**EXERCISE**
Reply with one number: the count of lines in the records below that hold "Actionlint".

**ENTRIES SHOWN**
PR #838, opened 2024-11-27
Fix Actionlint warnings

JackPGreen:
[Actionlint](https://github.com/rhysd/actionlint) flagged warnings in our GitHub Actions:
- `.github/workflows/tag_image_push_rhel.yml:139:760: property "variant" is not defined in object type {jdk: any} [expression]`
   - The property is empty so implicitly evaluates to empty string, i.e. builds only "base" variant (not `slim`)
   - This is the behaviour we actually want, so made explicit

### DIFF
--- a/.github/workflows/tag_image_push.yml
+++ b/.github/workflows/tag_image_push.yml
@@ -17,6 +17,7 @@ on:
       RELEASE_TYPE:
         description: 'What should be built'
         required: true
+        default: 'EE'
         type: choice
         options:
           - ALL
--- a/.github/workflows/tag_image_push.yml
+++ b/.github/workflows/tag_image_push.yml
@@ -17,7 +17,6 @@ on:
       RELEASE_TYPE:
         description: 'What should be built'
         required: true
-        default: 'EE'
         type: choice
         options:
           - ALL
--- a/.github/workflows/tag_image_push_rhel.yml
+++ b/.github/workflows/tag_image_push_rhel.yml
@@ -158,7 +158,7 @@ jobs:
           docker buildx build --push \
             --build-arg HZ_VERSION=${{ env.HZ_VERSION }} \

==

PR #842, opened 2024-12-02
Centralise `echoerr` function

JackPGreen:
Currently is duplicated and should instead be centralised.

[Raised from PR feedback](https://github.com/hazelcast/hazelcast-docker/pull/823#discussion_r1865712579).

**TASK RESULT**
2